Journal of Physical Chemistry B, Vol.110, No.12, 6179-6189, 2006
Numerical and analytical studies of the electrical conductivity of a concentrated colloidal suspension
In the past few years, different models and analytical approximations have been developed facing the problem of the electrical conductivity of a concentrated colloidal suspension, according to the cell-model concept. Most of them make use of the Kuwabara cell model to account for hydrodynamic particle- particle interactions, but they differ in the choice of electrostatic boundary conditions at the outer surface of the cell. Most analytical and numerical studies have been developed using two different sets of boundary conditions of the Neumann or Dirichlet type for the electrical potential, ionic concentrations or electrochemical potentials at that outer surface. In this contribution, we study and compare numerical conductivity predictions with results obtained using different analytical formulas valid for arbitrary zeta potentials and thin double layers for each of the two common sets of boundary conditions referred to above.
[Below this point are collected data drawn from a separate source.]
PR #1928, opened 2026-02-20
feat: improved stream handling

veeceey:
## Summary

Addresses #1864 - Improved stream handling in Koa.

- **Async iterable/generator support**: `ctx.body` now accepts async iterables (e.g. `async function*`) as response bodies, converting them to Node.js readable streams via `Stream.Readable.from()`. This is useful for streaming responses from async data sources without manually creating streams.
- **Better stream pipeline error handling**: `ERR_STREAM_PREMATURE_CLOSE` errors (caused by client disconnects) are now filtered out in the `stream.pipeline` callback, preventing spurious error events on the application when clients simply close their connections.
- **Body setter support for async iterables**: The response body setter properly handles async iterables by setting the default content type to octet-stream, stripping Content-Length (since the length is unknown ahead of time), and cleaning up any previous stream body.

### Changes

- `lib/is-stream.js`: Added `isAsyncIterable()` helper that detects async iterables while excluding types already handled (Node.js streams, ReadableStream, Blob, Response)
- `lib/application.js`: Added async iterable detection in `respond()`, filtered `ERR_STREAM_PREMATURE_CLOSE` in pipeline error callback
- `lib/response.js`: Added async iterable handling in the `body` setter
- `__tests__/application/respond.test.js`: Added 9 new tests covering async generator responses, async iterable responses, buffer yields, content type handling, error propagation, and premature close filtering
- `__tests__/response/body.test.js`: Added 4 new tests for body setter behavior with async iterables

## Test plan

- [x] All 432 tests pass (419 existing + 13 new)
- [x] Standard linter passes on all modified source files
- [ ] Verify async generator responses stream correctly with `ctx.body = asyncGenerator()`
- [ ] Verify client disconnects no longer emit `ERR_STREAM_PREMATURE_CLOSE` errors
- [ ] Verify existing stream, ReadableStream, Blob, and Response body types still work correctly

### DIFF
--- a/lib/application.js
+++ b/lib/application.js
@@ -19,7 +19,6 @@ const request = require('./request')
 const response = require('./response')
 const context = require('./context')
 const isStream = require('./is-stream.js')
-const { isAsyncIterable } = require('./is-stream.js')
 const only = require('./only.js')
 
 /** @typedef {typeof import ('./context') & {
@@ -311,7 +310,7 @@ function respond (ctx) {
   else if (body instanceof ReadableStream) stream = Stream.Readable.from(body)
   else if (body instanceof Response) stream = Stream.Readable.from(body?.body || '')
   else if (isStream(body)) stream = body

The conductivity will be analyzed as a function of particle volume fraction, Phi, zeta potential, xi, and electrokinetic radius, Ka (K-1 is the double layer thickness, and a is the radius of the particle). A comparison with some experimental conductivity results in the literature is also given. We demonstrate in this work that the two analytical conductivity formulas, which are mainly based on Neumann- and Dirichlet-type boundary conditions for the electrochemical potential, predict values of the conductivity very close to their corresponding numerical results for the same boundary conditions, whatever the suspension or solution parameters, under the assumption of thin double layers where these approximations are valid. Furthermore, both analytical conductivity equations fulfill the Maxwell limit for uncharged nonconductive spheres, which coincides with the limit Ka -> infinity. However, some experimental data will show that the Neumann, either numerical or analytical, approach is unable to make predictions in agreement with experiments, unlike the Dirichlet approach which correctly predicts the experimental conductivity results. In consequence, a deeper study has been performed with numerical and analytical predictions based on Dirichlet-type boundary conditions.